** Opening Exercise data block **

PR #172, opened 2026-08-03
fix(completion): bare-prefix CodeGraph merge leaks procedure-local variables solution-wide

geircodes:
## Summary

Follow-up to the `?Ctrl` field-equate bare-prefix merge guard (PR #159 — see
[pr-description-field-equate-bare-prefix-merge-guard.md](pr-description-field-equate-bare-prefix-merge-guard.md)).
That PR guarded `MergeBarePrefixCompletions()`'s own qualified-context check, but a *different*
merge step inside the same function — `MergeDbBarePrefix()`, which backfills bare-word completion
from the solution-wide CodeGraph database — had no equivalent guard against surfacing
procedure-private symbols.

Found while investigating a Clarion-Extension bug report (missing `INCLUDE` keyword completion;
see companion Clarion-Extension PRs #393/#394): even after both upstream LSP fixes deployed,
completion at the top of a PROGRAM file still surfaced variables like `IncludeAddress` — a real
variable, but declared as a procedure-local inside an entirely unrelated procedure, in an entirely
different file.

## Root cause

`MergeDbBarePrefix()` calls `CodeGraphProvider.FindSymbols()`, which does a plain substring `LIKE`
match across the whole solution's indexed `.codegraph.db` — no file or scope awareness at all.
`ClarionParser` already tags every indexed symbol with a `Scope`: `"local"` (procedure-private),
`"module"` (file-scope), `"global"`, `"class"`, `"virtual"` — but `MergeDbBarePrefix()` never reads
that field. Every `"local"` symbol matching the typed prefix gets merged into completion exactly
like a genuine global, regardless of which procedure or file the cursor is actually in.

## Fix

One-line guard added to the merge loop, `Services/SharedLspBridge.cs` (`MergeDbBarePrefix`):

```csharp
if (string.Equals(s.Scope, "local", StringComparison.OrdinalIgnoreCase)) continue;
```

Placed before the existing prefix/dedup checks. The sibling call for the ClarionGraph static
library DB (`bareNamesOnly: true`) is unaffected — those symbols are never scoped `"local"` in the
first place, so the guard is a no-op there.

## Testing

Clean `Debug-C` build (MSBuild, `ClarionRoot=D:\_dev\C111`), only `Services/SharedLspBridge.cs`
touched. No automated test harness exists for this addin (same as PR #159) — verification is
build-clean + live-verify in the IDE.

### DIFF
--- a/ClarionAssistant/Services/SharedLspBridge.cs
+++ b/ClarionAssistant/Services/SharedLspBridge.cs
@@ -1899,6 +1899,13 @@ namespace ClarionAssistant.Services
                     foreach (var s in syms)
                     {
                         if (s == null || string.IsNullOrEmpty(s.Name)) continue;
+                        // A "local" symbol is procedure-private (CodeGraph's own scoping, set by
+                        // ClarionParser) — never a valid completion candidate outside the procedure
+                        // that declared it, let alone from a different file across the whole
+                        // solution. FindSymbols() has no scope awareness (plain name LIKE match), so
+                        // this merge must filter it out itself instead of surfacing every same-prefix
+                        // local from every procedure in every file as if it were global.
+                        if (string.Equals(s.Scope, "local", StringComparison.OrdinalIgnoreCase)) continue;
                         if (!s.Name.StartsWith(prefix, StringComparison.OrdinalIgnoreCase)) continue; // true prefix only
                         if (bareNamesOnly && s.Name.IndexOf('.') >= 0) continue; // ClassName.Method → member-access only
                         if (!seen.Add(s.Name)) continue;


ClarionLive (commented):
**Approve in principle — one question before merging.**

The guard is correct, and I specifically checked the thing most likely to break: whether filtering `Scope == "local"` out of the DB merge costs you completion of the locals in the procedure you're actually standing in. It doesn't. Those come from step (1) of `MergeBarePrefixCompletions`:

```csharp
// (1) Local variables (depth-aware) from the enclosing routine + procedure DATA. Never in the
// CodeGraph (not cross-project) + must reflect unsaved edits, so parse the live buffer. Phase 2.
if (lines != null) MergeLocalVarCompletions(primary, seen, prefix, lines, line);
```

So the buffer parse already owns in-scope locals by design, and `MergeDbBarePrefix` was only ever adding *other procedures'* locals on top. Filtering them is exactly right. `CgCompletionDetail`'s `isLocal ? "local" : "global"` branch was effectively documenting the bug — it knew locals were arriving and just labelled them.

**The question:** `ClarionParser` also tags ROUTINEs as `Scope = "local"`, not just variables —

`CodeGraph/Parsing/ClarionParser.cs:505-514`
```csharp
result.Symbols.Add(new ClarionSymbol
{
    Name = routineName,
    Type = "routine",
    ...
    Scope = "local"
});
```

— and I couldn't find any C#-side merge that offers routine *names* for completion: there's `MergeLocalVarCompletions`, `MergeModuleVarCompletions` and `MergeLocalProcedureCompletions` (MAP prototypes + in-buffer procedure implementations), but nothing analogous for routines. Which suggests `DO MyRou…` was previously being completed via this very DB path — correctly for the current file, alongside every routine in every other file, which is the bug you're fixing.

So: does the LSP server itself supply routine names in completion? If it does, this is a non-issue and I'd merge as-is. If it doesn't, the guard may want to be same-file-aware for `Type == "routine"` rather than blanket — or routines want their own buffer-parsed merge alongside the other three, which would be the more consistent shape given locals are already handled that way.

Happy to be told the LSP has this covered — I only have the C# side in front of me.

*Reviewed with Claude Code.*

ClarionLive:
Closing the loop on my routine question above — no answer needed, it's resolved.

**Your fix was right and stays exactly as merged.** The guard is correct, and the reasoning for it holds: procedure-private symbols have no business being offered solution-wide, and in-procedure locals were never at risk because they come from the live-buffer parse at step (1), not the DB.

The routine concern turned out to be real, though. Confirmed in live testing right after merge: `DO Refr` stopped completing `RefreshWindow`. `ClarionParser` scopes ROUTINEs `"local"` right alongside procedure-local variables (`CodeGraph/Parsing/ClarionParser.cs:514`), so they went out with the leak your guard was closing.

The interesting part is what the *old* behaviour actually was. Typing `DO ref` returned methods from an unrelated `Reflection` class — and **not** the `RefreshWindow` routine three lines up. So the DB was never really answering that context correctly; it was answering it with every same-prefix routine in the solution plus a pile of globals, and the one routine that was actually in scope was competing with all of it. Your guard didn't break `DO` so much as reveal that it had never worked properly.

Fixed in `9b87b31` on master, and it follows the precedent your PR's own reasoning established:

- `MergeRoutineCompletions` reads routine labels **from the live buffer**, scoped to the enclosing procedure — which is a routine's real visibility in Clarion. Same argument that already puts local *variables* on the buffer-parse path rather than in the DB merge, and it means an unsaved routine completes too, which the DB could never do.
- `DO <prefix>` became its own completion context that returns routines *only* and merges no global source at all. `DO` takes a routine label and nothing else, so `Reflection`'s methods can't come back.
- Scoping uses the same never-blank-a-working-list guard as the existing member-access and colon-qualifier passes — a prefix with no routine behind it keeps whatever the LSP offered rather than showing an empty popup.

Verified live: `DO ref` now offers `RefreshWindow` and nothing from `Reflection`.

Net effect is that your PR fixed the leak *and* the DO path came out better than it was before it — worth knowing if the same `Scope` field turns up in other merges.

*Follow-up written with Claude Code.*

** Closing Exercise data block **

* _Exercise aim_: Write the data out once more. Keep every word the same.

* _Answer below_:
PR #172, opened 2026-08-03
fix(completion): bare-prefix CodeGraph merge leaks procedure-local variables solution-wide

geircodes:
## Summary

Follow-up to the `?Ctrl` field-equate bare-prefix merge guard (PR #159 — see
[pr-description-field-equate-bare-prefix-merge-guard.md](pr-description-field-equate-bare-prefix-merge-guard.md)).
That PR guarded `MergeBarePrefixCompletions()`'s own qualified-context check, but a *different*
merge step inside the same function — `MergeDbBarePrefix()`, which backfills bare-word completion
from the solution-wide CodeGraph database — had no equivalent guard against surfacing
procedure-private symbols.

Found while investigating a Clarion-Extension bug report (missing `INCLUDE` keyword completion;
see companion Clarion-Extension PRs #393/#394): even after both upstream LSP fixes deployed,
completion at the top of a PROGRAM file still surfaced variables like `IncludeAddress` — a real
variable, but declared as a procedure-local inside an entirely unrelated procedure, in an entirely
different file.

## Root cause

`MergeDbBarePrefix()` calls `CodeGraphProvider.FindSymbols()`, which does a plain substring `LIKE`
match across the whole solution's indexed `.codegraph.db` — no file or scope awareness at all.
`ClarionParser` already tags every indexed symbol with a `Scope`: `"local"` (procedure-private),
`"module"` (file-scope), `"global"`, `"class"`, `"virtual"` — but `MergeDbBarePrefix()` never reads
that field. Every `"local"` symbol matching the typed prefix gets merged into completion exactly
like a genuine global, regardless of which procedure or file the cursor is actually in.

## Fix

One-line guard added to the merge loop, `Services/SharedLspBridge.cs` (`MergeDbBarePrefix`):

```csharp
if (string.Equals(s.Scope, "local", StringComparison.OrdinalIgnoreCase)) continue;
```

Placed before the existing prefix/dedup checks. The sibling call for the ClarionGraph static
library DB (`bareNamesOnly: true`) is unaffected — those symbols are never scoped `"local"` in the
first place, so the guard is a no-op there.

## Testing

Clean `Debug-C` build (MSBuild, `ClarionRoot=D:\_dev\C111`), only `Services/SharedLspBridge.cs`
touched. No automated test harness exists for this addin (same as PR #159) — verification is
build-clean + live-verify in the IDE.

### DIFF
--- a/ClarionAssistant/Services/SharedLspBridge.cs
+++ b/ClarionAssistant/Services/SharedLspBridge.cs
@@ -1899,6 +1899,13 @@ namespace ClarionAssistant.Services
                     foreach (var s in syms)
                     {
                         if (s == null || string.IsNullOrEmpty(s.Name)) continue;
+                        // A "local" symbol is procedure-private (CodeGraph's own scoping, set by
+                        // ClarionParser) — never a valid completion candidate outside the procedure
+                        // that declared it, let alone from a different file across the whole
+                        // solution. FindSymbols() has no scope awareness (plain name LIKE match), so
+                        // this merge must filter it out itself instead of surfacing every same-prefix
+                        // local from every procedure in every file as if it were global.
+                        if (string.Equals(s.Scope, "local", StringComparison.OrdinalIgnoreCase)) continue;
                         if (!s.Name.StartsWith(prefix, StringComparison.OrdinalIgnoreCase)) continue; // true prefix only
                         if (bareNamesOnly && s.Name.IndexOf('.') >= 0) continue; // ClassName.Method → member-access only
                         if (!seen.Add(s.Name)) continue;


ClarionLive (commented):
**Approve in principle — one question before merging.**

The guard is correct, and I specifically checked the thing most likely to break: whether filtering `Scope == "local"` out of the DB merge costs you completion of the locals in the procedure you're actually standing in. It doesn't. Those come from step (1) of `MergeBarePrefixCompletions`:

```csharp
// (1) Local variables (depth-aware) from the enclosing routine + procedure DATA. Never in the
// CodeGraph (not cross-project) + must reflect unsaved edits, so parse the live buffer. Phase 2.
if (lines != null) MergeLocalVarCompletions(primary, seen, prefix, lines, line);
```

So the buffer parse already owns in-scope locals by design, and `MergeDbBarePrefix` was only ever adding *other procedures'* locals on top. Filtering them is exactly right. `CgCompletionDetail`'s `isLocal ? "local" : "global"` branch was effectively documenting the bug — it knew locals were arriving and just labelled them.

**The question:** `ClarionParser` also tags ROUTINEs as `Scope = "local"`, not just variables —

`CodeGraph/Parsing/ClarionParser.cs:505-514`
```csharp
result.Symbols.Add(new ClarionSymbol
{
    Name = routineName,
    Type = "routine",
    ...
    Scope = "local"
});
```

— and I couldn't find any C#-side merge that offers routine *names* for completion: there's `MergeLocalVarCompletions`, `MergeModuleVarCompletions` and `MergeLocalProcedureCompletions` (MAP prototypes + in-buffer procedure implementations), but nothing analogous for routines. Which suggests `DO MyRou…` was previously being completed via this very DB path — correctly for the current file, alongside every routine in every other file, which is the bug you're fixing.

So: does the LSP server itself supply routine names in completion? If it does, this is a non-issue and I'd merge as-is. If it doesn't, the guard may want to be same-file-aware for `Type == "routine"` rather than blanket — or routines want their own buffer-parsed merge alongside the other three, which would be the more consistent shape given locals are already handled that way.

Happy to be told the LSP has this covered — I only have the C# side in front of me.

*Reviewed with Claude Code.*

ClarionLive:
Closing the loop on my routine question above — no answer needed, it's resolved.

**Your fix was right and stays exactly as merged.** The guard is correct, and the reasoning for it holds: procedure-private symbols have no business being offered solution-wide, and in-procedure locals were never at risk because they come from the live-buffer parse at step (1), not the DB.

The routine concern turned out to be real, though. Confirmed in live testing right after merge: `DO Refr` stopped completing `RefreshWindow`. `ClarionParser` scopes ROUTINEs `"local"` right alongside procedure-local variables (`CodeGraph/Parsing/ClarionParser.cs:514`), so they went out with the leak your guard was closing.

The interesting part is what the *old* behaviour actually was. Typing `DO ref` returned methods from an unrelated `Reflection` class — and **not** the `RefreshWindow` routine three lines up. So the DB was never really answering that context correctly; it was answering it with every same-prefix routine in the solution plus a pile of globals, and the one routine that was actually in scope was competing with all of it. Your guard didn't break `DO` so much as reveal that it had never worked properly.

Fixed in `9b87b31` on master, and it follows the precedent your PR's own reasoning established:

- `MergeRoutineCompletions` reads routine labels **from the live buffer**, scoped to the enclosing procedure — which is a routine's real visibility in Clarion. Same argument that already puts local *variables* on the buffer-parse path rather than in the DB merge, and it means an unsaved routine completes too, which the DB could never do.
- `DO <prefix>` became its own completion context that returns routines *only* and merges no global source at all. `DO` takes a routine label and nothing else, so `Reflection`'s methods can't come back.
- Scoping uses the same never-blank-a-working-list guard as the existing member-access and colon-qualifier passes — a prefix with no routine behind it keeps whatever the LSP offered rather than showing an empty popup.

Verified live: `DO ref` now offers `RefreshWindow` and nothing from `Reflection`.

Net effect is that your PR fixed the leak *and* the DO path came out better than it was before it — worth knowing if the same `Scope` field turns up in other merges.

*Follow-up written with Claude Code.*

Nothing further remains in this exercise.